- Film poster
- Directed by: Emmanuel Gras
- Written by: Emmanuel Gras
- Release date: 23 May 2017 (Cannes);
- Running time: 96 minutes
- Country: France
- Language: French

= Makala (film) =

2017 film

Makala is a 2017 French documentary film directed by Emmanuel Gras. It was screened in the Critics' Week section at the 2017 Cannes Film Festival. At Cannes, it won the Nespresso Grand Prize.

==Synopsis==
The story begins without explanation of what the young man, Kabwita, is planning to do. He walks through scattered scrub, and begins to cut down a tree. It seems to be a task too great for one man and his simple axe. Eventually the tree falls, he dismembers it, and builds a huge charcoal oven for it. Over time, the wood converts to charcoal and he loads it into several sacks, which he attaches to a bicycle and begins the journey to a nearby city, 50 km away, to sell it. He hopes to earn enough money to be able to buy roofing iron, so he can build a better house in the village of Kolwezi, for his family, who have been reduced to roasting rats for sustenance.
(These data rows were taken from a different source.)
PR #8887, opened 2024-03-20
Displaying multiple tables (html) in the output window

### LINKED ISSUE #8855: Having multiple tables (presumably html) in the output window?
@Patowhiz I am trying to redo the Describe > Two/Three Variable dialog, and I keep coming up agianst the limit that we can currently have only a single (html) table, at a time in the output window.  The dialog produces a different type of summary for each of the combinations (2 variables) or cat/cat, (frequency tables) cat/num, (summary tables) num/cat (ANOVA) and num/num (ANOVA).  

The ANOVA options are very happy with multiple tables.  The frequency and summary tables are not. 

I wonder how much work it is to change that?  I assume it is the same limitation if we produce an rtf output?

Ideally we could havce multiple html, but otherwise could the (multiple) tables more easily be non-html ones?  

If this is realoly difficult I wonder - maybe @lilyclements could advise, - whether we could quickly only use gt for the output, when there is a single variable in the first control, and not bother with it, if there's more than one?  

I just want to make sure we have looked at all the options, before spending too much time on changes to this dialog, simply to fit within current output restrictions?

N-thony:
Fixes #8855
@rdstern I couldn't reproduce your example in the corresponding issue on having multiple tables to the default browser. 
This is a quick check but will still investigate on having the multiple tables in output window rather than default browser. Can you test this?

### DIFF
--- a/instat/clsRLink.vb
+++ b/instat/clsRLink.vb
@@ -1006,7 +1006,7 @@ Public Class RLink
                 For Each _path In arrFilesPaths
                     ' Add each HTML file as an output to clsOutputLogger
                     ' strScriptWithComment: the script with associated comments
-                    ' line: the path to the HTML file
+                    ' _path: the path to the HTML file
                     ' bAsFile: a boolean indicating whether the output should be treated as a file
                     ' bDisplayOutputInExternalViewer: a boolean indicating whether to display the output in an external viewer
                     clsOutputLogger.AddOutput(strScriptWithComment, _path, bAsFile, bDisplayOutputInExternalViewer)
--- a/instat/clsRLink.vb
+++ b/instat/clsRLink.vb
@@ -996,10 +996,9 @@ Public Class RLink
                 End If
             End If
 
-            ' Split the strOutput into an array of lines, removing empty entries
-            Dim arrFilesPaths() As String = strOutput.Split({Environment.NewLine}, StringSplitOptions.RemoveEmptyEntries)
-
             If bAsFile Then
+                ' Split the strOutput into an array of lines, removing empty entries
+                Dim arrFilesPaths() As String = strOutput.Split({Environment.NewLine}, StringSplitOptions.RemoveEmptyEntries)
                 ' Iterate through each HTML files
                 For Each _path In arrFilesPaths
                     ' Add each HTML file as an output to clsOutputLogger
--- a/instat/clsRLink.vb
+++ b/instat/clsRLink.vb
@@ -997,11 +997,14 @@ Public Class RLink
             End If
 
             Dim lines() As String = strOutput.Split({vbCrLf, Environment.NewLine}, StringSplitOptions.RemoveEmptyEntries)
-            For Each line In lines
-                'log script and output
-                clsOutputLogger.AddOutput(strScriptWithComment, line, bAsFile, bDisplayOutputInExternalViewer)
-            Next
-
+            If Not String.IsNullOrEmpty(strOutput) AndAlso lines.All(Function(line) File.Exists(line) AndAlso New FileInfo(line).Length > 0 AndAlso
+                    Path.GetExtension(line).Equals(".html", StringComparison.OrdinalIgnoreCase)) Then
+                For Each line In lines
+                    clsOutputLogger.AddOutput(strScriptWithComment, line, bAsFile, bDisplayOutputInExternalViewer)
+                Next
+            Else
+                clsOutputLogger.AddOutput(strScriptWithComment, strOutput, bAsFile, bDisplayOutputInExternalViewer)
+            End If
 
         Catch e As Exception
             MsgBox(e.Message & Environment.NewLine & "The error occurred in attempting to run the following R command(s):" & Environment.NewLine & strScript, MsgBoxStyle.Critical, "Error running R command(s)")
@@ -1036,7 +1039,7 @@ Public Class RLink
             'if not, just return empty file path
             strFilePath = String.Join(Environment.NewLine, expTemp.AsCharacter())
             Dim lines() As String = strFilePath.Split({vbCrLf, Environment.NewLine}, StringSplitOptions.RemoveEmptyEntries)
-            lines = lines.Where(Function(line) File.Exists(line) OrElse New FileInfo(line).Length = 0).ToArray()
+            lines = lines.Where(Function(line) File.Exists(line) OrElse New FileInfo(line).Length > 0).ToArray()
             strFilePath = If(lines.Length = 0, "", String.Join(Environment.NewLine, lines))
         End If
         Return strFilePath
--- a/instat/clsRLink.vb
+++ b/instat/clsRLink.vb
@@ -999,17 +999,17 @@ Public Class RLink
             ' Split the strOutput into an array of lines, removing empty entries
             Dim arrFilesPaths() As String = strOutput.Split({vbCrLf, Environment.NewLine}, StringSplitOptions.RemoveEmptyEntries)
 
-            ' Check if strOutput is not empty and all lines correspond to existing HTML files with content
-            If Not String.IsNullOrEmpty(strOutput) AndAlso arrFilesPaths.All(Function(line) File.Exists(line) AndAlso New FileInfo(line).Length > 0 AndAlso
-                    Path.GetExtension(line).Equals(".html", StringComparison.OrdinalIgnoreCase)) Then
+            ' Check if strOutput is not empty and all files correspond to existing HTML files with content
+            If Not String.IsNullOrEmpty(strOutput) AndAlso arrFilesPaths.All(Function(_path) File.Exists(_path) AndAlso New FileInfo(_path).Length > 0 AndAlso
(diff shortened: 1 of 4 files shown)


rdstern:
@N-thony that would be really great, but I don't have any current dialog to test this with?  The obvious one is the Describe > 2/3 Variable summarise.  Maybe you could tweak the code for this dialog in this pull request?

image

Currently it just gives the table for village.  It ignores the 2nd factor in the multiple receiver.

rdstern (dismissed):
@N-thony that's great.  I like it a lot.  @Patowhiz can you check and merge if ok?

Patowhiz (commented):
@N-thony kindly add comments to code changes in` clsRLink.vb` and `instat_object.R`. This will help me understand the changes better and will be useful in future maintenance.

Patowhiz (commented):
Also try using RStudio formatting options when editing the R files. It help with having consistency in the line formats in those files.

instat/static/InstatObject/R/instat_object_R6.R
```diff
@@ -641,18 +641,43 @@ DataBook$set("public", "get_object", function(data_name = NULL, object_name) {
...
+        out <-
+          view_object_data(object = out$object,
+                           object_format = out$object_format)
+      }
+    } else {
+      out <-
+        view_object_data(object = out$object,
+                         object_format = out$object_format)
+    }
+  } else {
```
Patowhiz, line 675: I recommend you implement these changes inside `view_object_data` function  instead of `get_object_data` function. They relate more to viewing the object data as file than getting the object data. I also think it will be more efficient and clear when done inside `view_object_data`.

instat/clsRLink.vb
```diff
@@ -996,9 +996,26 @@ Public Class RLink
                 End If
             End If
 
+            ' Split the strOutput into an array of lines, removing empty entries
+            Dim arrFilesPaths() As String = strOutput.Split({vbCrLf, Environment.NewLine}, StringSplitOptions.RemoveEmptyEntries)
```
Patowhiz, line 1000: Considering that strOutput always uses `Environment.NewLine`, you don't have to use `vbCrLf` when splitting it to array. Using `Environment.NewLine` is enough.

instat/clsRLink.vb
```diff
@@ -996,9 +996,26 @@ Public Class RLink
...
+
+            ' Check if strOutput is not empty and all files correspond to existing HTML files with content
+            If Not String.IsNullOrEmpty(strOutput) AndAlso arrFilesPaths.All(Function(_path) File.Exists(_path) AndAlso New FileInfo(_path).Length > 0 AndAlso
+                    Path.GetExtension(_path).Equals(".html", StringComparison.OrdinalIgnoreCase)) Then
```
Patowhiz, line 1004: The file exist check is done by `GetFileOutput` function. You can simply use `bAsFile` to check whether you should iterate the strOutput or not.

instat/clsRLink.vb
```diff
@@ -1029,14 +1046,20 @@ Public Class RLink
...
+            ' Extract the file path names from the expTemp and join into a single string
+            ' Split the string into an array of file path names, removing empty entries
+            ' Check if each file path name corresponds to an existing file with content
+            ' If so, filter out invalid file paths
+            ' Combine the valid file paths into a single string separated by newline characters
+            ' If no valid file paths remain, set strFilesPath to an empty string
+            strFilesPath = String.Join(Environment.NewLine, expTemp.AsCharacter())
+            Dim arrFilesPath() As String = strFilesPath.Split({vbCrLf, Environment.NewLine}, StringSplitOptions.RemoveEmptyEntries)
+            arrFilesPath = arrFilesPath.Where(Function(path) File.Exists(path) AndAlso New FileInfo(path).Length > 0).ToArray()
+            strFilesPath = If(arrFilesPath.Length = 0, "", String.Join(Environment.NewLine, arrFilesPath))
```
Patowhiz, line 1059: You don't need to recreate the `strFilesPath` from the array, The array was derived by `arrFilesPath`.

instat/static/InstatObject/R/stand_alone_functions.R
```diff
@@ -2734,46 +2734,64 @@ view_text_object <- function(text_object){
...
-    #"mmtable2" package produces "gt_tbl" objects 
-    gt::gtsave(html_object,filename = file_name)
+  for (i in seq_along(html_objects)) {
+    # Get the current HTML object
+    html_object <- html_objects[[i]]
+    
+    object_class_names <- class(html_object)
+    
+    # Generate a unique temporary file name
+    file_name <- tempfile(pattern = paste0("viewhtml_", i, "_"), fileext = ".html")
```
Patowhiz, line 2758: Calling `file_name <- tempfile(pattern = "viewhtml", fileext = ".html")` will guarantee unique name, so the concatenation of the index `i` is not really necessary. I recommend removing it for simplicity.

instat/static/InstatObject/R/stand_alone_functions.R
```diff
@@ -2735,6 +2735,18 @@ view_text_object <- function(text_object){
 #it saves the object as a file in the temporary folder
 #and returns the file path.
 view_html_object <- function(html_object){
+  # Check if html_object is a list and has more than one element
+  if (is.list(html_object) && all(sapply(html_object, class) == class(html_object[[1]]))) {
+    # If html_object is a list with multiple elements of the same class, 
+    # recursively call view_html_object on each element
+    file_names <- vector("list", length(html_object))
+    for (i in seq_along(html_object)) {
+      file_names[[i]] <- view_html_object(html_object[[i]])
```
Patowhiz, line 2744: I noticed that in scenarios where `html_object[[i]]` is a list ,  `file_names[[i]]` will also end up having a list, which might cause unexpected behavior for functions dependent on this one.

I understand that you are trying to use recursions to achieve what could be done with a simple `for` loop. While recursion can be elegant, in this case, a `for` loop would be more optimal and clearer. For instance, in scenarios where `html_object` is a list, the check `if (is.list(html_object) && all(sapply(html_object, class) == class(html_object[[1]])))` is executed for each element in `html_object`. This redundancy makes the recursion inefficient.

Additionally, it took me a while to reproduce the possible bug that I just outlined above, which further supports the need for a more straightforward approach.

I recommend refactoring the recursive logic into a `for` loop to enhance both performance and code readability.

Patowhiz (changes requested):
@N-thony I have made a few comments and request for changes. Thanks.

Patowhiz (changes requested):
@N-thony, this is quite insightful. We will definitely want to extend this functionality to handle other formats like text and graphs in the future, but that can be addressed later.

I noticed that some valuable comments have been removed from the `view_html_object` function in R. Please re-insert these comments into their appropriate code blocks. These comments were added to explain the rationale behind certain decisions related to various outputs. In the future, I plan to introduce generic solutions based on these decisions. Removing these comments could hinder future developers or myself from quickly grasping the reasons behind these decisions. It's worth noting that the comments include the dates when these decisions were made, highlighting the importance of retaining these comments within the function.

Patowhiz (approved):

Patowhiz:
@rdstern, kindly retest this before giving your approval. Additionally, please test other dialogs that produce various types of output objects to ensure that we haven't inadvertently introduced any regressions. Apologies for the inconvenience, but you are our "unit tests" for these scenarios.

rdstern:
I tried the same as shown in the dialog above.  It works fine in the dialog.

I then did To Script and tried the script, which was as follows:

```
# Dialog: Describe Two Variables

last_table <- survey %>% purrr::map(.x=c("village","variety"), .f=~data_book$summary_table(data_name="survey", treat_columns_as_factor=FALSE, summaries=count_label, factors=c("fertgrp",.x), columns_to_summarise=.x) %>% pivot_wider(names_from={{ .x }}, values_from=value) %>% gt::gt())
rm(list=c("last_table", "survey"))

```
This gives an error, see below.  When running line-by-line the error is in the `data_book$get_object_data function`.

image

rdstern (approved):
@N-thony this is great.  I am approving.  I tried just a few more dialogs.
My only query is the code generated.  I made variety into a factor, so I had 3 tables generated.  
The code, when I ran from the script looks fine and now runs well.  It seems a lot neater even than the code when run from the dialog, because it just repeats the last main line,before each table.  When running from the dialog it repeats the whole code before each of the 3 tables?

Patowhiz:
@rdstern did you test other dialogs that produce various types of output objects to ensure that we haven't inadvertently introduced any regressions?

rdstern:
@Patowhiz I have tried some - including the calculator, and various from the describe menu that produce graphs and tables.  So far, so good.  I also wonder about these dialogs where we disabled the Both option, when you redid the output window?

Perhaps they could now be re-instated?  It is not high on my list of priorities, but might be a good additional test to see if they now work easily:

This is 2-way - there is also 3-way:

image

Patowhiz:
@rdstern sounds like a good task for @N-thony and @Vitalis95 to look into those dialogs once they become a priority.

Patowhiz (approved):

One of his children has a stomach ailment. There are others on the road as he approaches the city, pushing the heavily loaded bicycle. Extortionate toll pirates take one of his sacks as payment to let him pass on the road, and in the city he finds his price is continually beaten down. He buys some medicine for his child, but at an exorbitant price. Eventually he has sold all the charcoal but the roofing iron he wants is too expensive. He cannot buy any of it. He goes to a religious meeting, where a pastor sings and the desperate participants seem to gain hope from the fervour, words and rhythms of the meeting.